---
license: apache-2.0
datasets:
- TigreGotico/arabic_diacritized_text
language:
- ar
tags:
- arabic
- nlp
- diacritization
- tashkeel
- onnx
---

# Rawi Ensemble — flagship Arabic diacritizer (single ONNX)

The headline diacritization (tashkeel) model of the
[rawi](https://huggingface.co/TigreGotico/rawi-v2) line: a **gated ensemble of
[rawi-v2](https://huggingface.co/TigreGotico/rawi-v2) and
[rawi-v3](https://huggingface.co/TigreGotico/rawi-v3) stitched into a single ONNX
graph** — one input, one `session.run`.

## Collaboration

- **TigreGotico** — collected the corpus and authored the training notebooks.
- **Mike Hansen** — trained the rawi-v2 and rawi-v3 models.

## Results

Full 817k-sentence held-out test split of the corpus (per-position DER, marked-only
DER\*, and WER):

| variant | DER | DER\* | WER | size |
|---|---:|---:|---:|---:|
| `rawi_ensemble.onnx` (fp32) | **2.03%** | 2.93% | **7.47%** | 19.5 MB |
| `rawi_ensemble.int8.onnx` | **2.04%** | 2.94% | 7.51% | 4.9 MB |

The best of the rawi line: V1 18.49% → V2 2.29% → V2+V1 2.20% → **V2+V3 2.04%**.
INT8 is lossless here (attention-free LSTMs). Read the corpus/contamination caveats
in the text2tashkeel docs before comparing across datasets.

## How it works

Two rawi models share one BiLSTM-style NFD vocabulary, so a single token-id
sequence feeds both sub-graphs, and the gating is done **inside the graph**:

```
input → [ rawi-v2 → argmax ]  ──(≠0 ? mark : no-mark)──┐
                                                        ├→ gated_cls
input → [ rawi-v3 → value head → argmax ] ─────────────┘

gated_cls = where(argmax(rawi_v2) == 0, 0, argmax(rawi_v3.value))
```

- **rawi-v2** decides **where** a mark goes (its presence is the best-calibrated
  gate of the family);
- **rawi-v3**'s value head decides **which** mark (the best per-marked-position
  accuracy of any rawi model, DER\* 2.92%).

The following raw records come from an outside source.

PR #3785, opened 2025-10-31
[ENGG-4628] fix: asynchronous setup of variables from api client scripts

nafees87n:
## Issue

Our script handler waits until variable is set in the db. Thats why request is slower. A 466ms request takes 3.4s to actually complete.

image

## Solution

Ideally DB write should happen asynchronously and whoever needs the updated variables can use from local state. Script worker shouldn't await for any callback from UI.

Even if the worker is killed, the callback would run and complete as it runs in the context of UI and not worker

## Summary by CodeRabbit

* **New Features**
  * Script callbacks now receive structured snapshots; callbacks run only when state changes.

* **Refactor**
  * Centralized script execution around a shared execution context and workload manager; reruns use fresh isolated context.
  * Local state exposes full snapshot and mutation status; callback types allow sync or async handlers.
  * Pre-request flow now re-prepares request after mutations.

* **Bug Fixes**
  * Better runtime guards and user-facing error notifications on script failures.

* **Chores**
  * Corrected module import paths and public type exposures.

### DIFF
--- a/app/src/features/apiClient/screens/apiClient/utils.ts
+++ b/app/src/features/apiClient/screens/apiClient/utils.ts
@@ -861,7 +861,13 @@ export const extractPathVariablesFromUrl = (url: string) => {
   }
 
   const urlWithScheme = addUrlSchemeIfMissing(url);
-  const pathname = new URL(urlWithScheme).pathname;
+  let pathname: string = "";
+  try {
+    pathname = new URL(urlWithScheme).pathname;
+  } catch (error) {
+    Logger.log("Invalid URL while extracting path variables:", error);
+    return [];
+  }
 
   // Allow all characters except URL reserved characters: : / ? # [ ] @ ! $ & ' ( ) * + , ; =
   // Also exclude whitespace and control characters for practical reasons


app/src/features/apiClient/helpers/modules/scriptsV2/worker/script-internals/scriptExecutionWorker/scriptExecutionWorker.ts
```diff
@@ -39,12 +39,12 @@ export class ScriptExecutionWorker implements ScriptExecutionWorkerInterface {
     }
   }
 
-  private async syncLocalDump(callback: ScriptWorkloadCallback) {
```
iostreamer-X, line 42: Let's keep this async, but the caller would not wait for it. So that to wait or not is caller's decision and the underlying function support "awaiting".

app/src/features/apiClient/helpers/modules/scriptsV2/worker/script-internals/scriptExecutionWorker/scriptExecutionWorker.ts
```diff
@@ -39,12 +39,12 @@ export class ScriptExecutionWorker implements ScriptExecutionWorkerInterface {
...
+  private syncLocalDump(callback: ScriptWorkloadCallback) {
     if (!this.localScope.getIsStateMutated()) {
       return;
     }
     const dump = this.localScope.getAll();
-    await callback(dump);
+    callback(dump);
```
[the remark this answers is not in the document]
nafees87n: The errors are propagated to UI and handled there

iostreamer-X:
image

iostreamer-X:
Referring: https://github.com/requestly/requestly/pull/3785#issuecomment-3481093787

We can create a dedicated class for capturing the idea of a snapshot/execution context, rather than burdening scriptExecutor(existing implementation).

The idea is to think of this new class as storage, any state mutated by the script reflects on this storage.

And then when script execution completest(be it pre or post), the state of this storage provided to `postScriptExecutionCallback`.

This leads the setup where:
1. The executor builds the context(equivalent to `buildBaseSnapshot`)
2. Provides this context to `scriptExecutor`
3. `scriptExecutor`, rather than naively calling the `callback` provided, syncs the mutated state produced by worker to the context.
4. `httpRequestExecutor` then simply calls `postScriptExecutionCallback` with the current state of context


This keeps the actual syncing to database async, while still having a singular context for execution that lasts for pre and post scripts.

app/src/features/apiClient/helpers/httpRequestExecutor/scriptExecutionContext.ts
```diff
@@ -0,0 +1,95 @@
...
+    return this.context;
+  }
+
+  public getIsMutated(): boolean {
+    return this.isMutated;
+  }
+
+  public updateResponse(response: SnapshotForPostResponse["response"]) {
+    this.context.response = response;
+  }
```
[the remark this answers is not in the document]
nafees87n: That is intentional. Do not want the flag to be set when updating response

app/src/modules/localScope.ts
```diff
@@ -1,13 +1,17 @@
+import { ScriptExecutionContext } from "features/apiClient/helpers/httpRequestExecutor/scriptExecutionContext";
+
+export type InitialState = ScriptExecutionContext["context"];
```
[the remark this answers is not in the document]
nafees87n: Fixed in latest state

app/src/features/apiClient/helpers/modules/scriptsV2/worker/script-internals/scriptExecutionWorker/scriptExecutionWorker.ts
```diff
@@ -39,12 +39,12 @@ export class ScriptExecutionWorker implements ScriptExecutionWorkerInterface {
     }
   }
 
-  private async syncLocalDump(callback: ScriptWorkloadCallback) {
-    if (!this.localScope.getIsStateMutated()) {
-      return;
-    }
+  private syncLocalDump(callback: ScriptWorkloadCallback) {
```
iostreamer-X: Keep this promisified, we will just choose not to await this.

app/src/features/apiClient/helpers/httpRequestExecutor/scriptExecutionContext.ts
```diff
@@ -0,0 +1,95 @@
...
+
+  public getContext(): ExecutionContext {
+    return this.context;
+  }
+
+  public getIsMutated(): boolean {
+    return this.isMutated;
+  }
+
+  public updateResponse(response: SnapshotForPostResponse["response"]) {
```
iostreamer-X: Let's rename this to `setResponse`

app/src/features/apiClient/helpers/httpRequestExecutor/httpRequestScriptExecutionService.ts
```diff
@@ -1,92 +1,38 @@
...
-    abortController: AbortController
-  ) {
+  async executePostResponseScript(entry: RQAPI.HttpApiEntry, abortController: AbortController) {
     return this.workloadManager.execute(
       new PostResponseScriptWorkload(
         entry.scripts?.postResponse,
-        this.buildPostResponseSnapshot(recordId, entry),
-        callback
+        this.executionContext.getContext(),
+        (snapshot: ScriptExecutionContext["context"]) => {
```
iostreamer-X: This is regarding the point you raised previously, where `ScriptExecutionContext` has another member inside called `context`. Let's keep that going. There's no snapshot anymore, only `context`

app/src/features/apiClient/helpers/httpRequestExecutor/httpRequestExecutor.ts
```diff
@@ -189,20 +194,18 @@ export class HttpRequestExecutor {
...
 
     if (
       preparedEntry.scripts?.preRequest.length &&
       preparedEntry.scripts?.preRequest !== DEFAULT_SCRIPT_VALUES[RQAPI.ScriptType.PRE_REQUEST]
     ) {
       trackScriptExecutionStarted(RQAPI.ScriptType.PRE_REQUEST);
-      preRequestScriptResult = await this.scriptExecutor.executePreRequestScript(
-        recordId,
-        preparedEntry,
-        this.postScriptExecutionCallback,
```
iostreamer-X, line 203: This call back used to be called immediately after script execution finished, regardless of it being pre or post.

app/src/features/apiClient/helpers/httpRequestExecutor/httpRequestExecutor.ts
```diff
@@ -289,13 +288,22 @@ export class HttpRequestExecutor {
       }
     }
 
+    const isSnapshotMutated = executionContext.getIsMutated();
+    if (isSnapshotMutated) {
+      this.postScriptExecutionCallback(executionContext.getContext());
```
iostreamer-X: Now, this is called only after pre AND post have completed. Let's call it like it used to before. We want to maintain the isolation that we had before. i.e Pre-Script is its own thing with its own lifecycle, same for post.

app/src/features/apiClient/helpers/httpRequestExecutor/httpRequestScriptExecutionService.ts
```diff
@@ -1,92 +1,48 @@
...
     return this.workloadManager.execute(
-      new PreRequestScriptWorkload(entry.scripts?.preRequest, this.buildPreRequestSnapshot(recordId, entry), callback),
+      new PreRequestScriptWorkload(
+        entry.scripts?.preRequest,
+        this.executionContext.getContext(),
+        (context: ScriptExecutionContext["context"]) => {
+          this.executionContext.updateContext(context);
+          postExecutionCallback(context);
+        }
+      ),
```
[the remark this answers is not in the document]
nafees87n: Fixed in commit [6f4954f](https://github.com/requestly/requestly/pull/3785/commits/6f4954f0d112d8f82ebf6e1d014b11b68f44bc67)

app/src/features/apiClient/helpers/httpRequestExecutor/httpRequestExecutor.ts
```diff
@@ -262,12 +270,13 @@ export class HttpRequestExecutor {
...
       trackScriptExecutionStarted(RQAPI.ScriptType.POST_RESPONSE);
-      responseScriptResult = await this.scriptExecutor.executePostResponseScript(
-        recordId,
-        preparedEntry,
-        this.postScriptExecutionCallback,
-        this.abortController
-      );
+      executionContext.setResponse(preparedEntry.response);
+      responseScriptResult = await scriptExecutor.executePostResponseScript(preparedEntry, this.abortController, () => {
+        const isSnapshotMutated = executionContext.getIsMutated();
```
iostreamer-X, line 278: This would return true regardless, if it was mutated in pre-script?

iostreamer-X (changes requested):

app/src/features/apiClient/helpers/httpRequestExecutor/httpRequestExecutor.ts
nafees87n: Yes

The factored *where / which* design — developed across rawi V1 → V2 → V3 — combined
in one pass. Diacritization works on the NFD form and restores hamza and the
superscript (dagger) alef in addition to the standard harakāt.

## Files

| file | size | what |
|---|---|---|
| `rawi_ensemble.onnx` | 19.5 MB | fp32 stitched graph |
| `rawi_ensemble.int8.onnx` | 4.9 MB | INT8 (both sub-models quantized) |
| `vocab.json` | — | `char_to_idx` / `diac_to_idx` (shared by both sub-models) |

**I/O.** Input `input` (int64 `[B, N]`) = NFD-bare char ids from `char_to_idx`.
Output `gated_cls` (int64 `[B, N]`) = one diacritic-class id per position; map
non-zero classes back through `diac_to_idx` and attach to the letter. Tokenization
and detokenization stay in host code (ONNX has no Unicode logic).

## Usage

```python
from text2tashkeel import Diacritizer        # pip install text2tashkeel
Diacritizer("rawi-v2+rawi-v3").diacritize("بسم الله الرحمن الرحيم")
# بِسْمِ اللَّهِ الرَّحْمَنِ الرَّحِيمِ
```

Full benchmarks, the gating analysis, and the stitch tool
(`tools/build_ensemble_v2v3_onnx.py`) are in the `text2tashkeel` repo.